Geometries and electronic structures of Zr n Cu (n = 2–12) clusters: A joint machine-learning potential density functional theory investigation

Abstract

Zr-based amorphous alloys have attracted extensive attention because of their large glassy formation ability, wide supercooled liquid region, high elasticity, and unique mechanical strength induced by their icosahedral local structures. To determine the microstructures of Zr–Cu clusters, the stable and metastable geometry of Zr n Cu (n = 2–12) clusters are screened out via the CALYPSO method using machine-learning potentials, and then the electronic structures are investigated using density functional theory.
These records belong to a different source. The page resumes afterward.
PR #5682, opened 2024-04-01
SALTO-4730: Do not suggest to exclude types with many instances in allowReferenceTo

tamtamirr:
Do not suggest to exclude types with many instances in allowReferenceTo.

---

_Release Notes_: 
Salesforce Adapter:
- Do not suggest to exclude types with many instances that are under `allowReferenceTo`.

---
_User Notifications_: 
_None_

### DIFF
--- a/packages/salesforce-adapter/src/filters/custom_objects_instances.ts
+++ b/packages/salesforce-adapter/src/filters/custom_objects_instances.ts
@@ -794,8 +794,10 @@ const filterTypesWithManyInstances = async ({
   const heavyTypesSuggestions: ConfigChangeSuggestion[] = []
 
   // Creates a lists of typeNames and changeSuggestions for types with too many instances
-  await awu(Object.keys(validChangesFetchSettings)).forEach(
-    async (typeName) => {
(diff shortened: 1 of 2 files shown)


packages/salesforce-adapter/src/filters/custom_objects_instances.ts
```diff
@@ -794,8 +794,10 @@ const filterTypesWithManyInstances = async ({
   const heavyTypesSuggestions: ConfigChangeSuggestion[] = []
 
   // Creates a lists of typeNames and changeSuggestions for types with too many instances
-  await awu(Object.keys(validChangesFetchSettings)).forEach(
-    async (typeName) => {
+  await awu(Object.entries(validChangesFetchSettings))
+    // Do not handle types that are in `allowReferenceTo`
```
adamro, line 798: supernit: 
Be positive :D 
// Only handle base types

(tbh, I think the comment is redundant :) )

adamro (approved):
🔥 

Can you please add release notes?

The results show that the Zr n Cu (n ≥ 3) clusters possess three-dimensional geometries, Zr n Cu (n ≥ 9) possess cage-like geometries, and the Zr12Cu cluster has icosahedral geometry. The binding energy per atom gradually gets enlarged with the increase in the size of the clusters, and Zr n Cu (n = 5, 7, 9, 12) have relatively better stability than their neighbors. The magnetic moment of most Zr n Cu clusters is just 1μ B, and the main components of the highest occupied molecular orbitals (HOMOs) in the Zr12Cu cluster come from the Zr-d state. There are hardly any localized two-center bonds, and there are about 20 σ-type delocalized three-center bonds.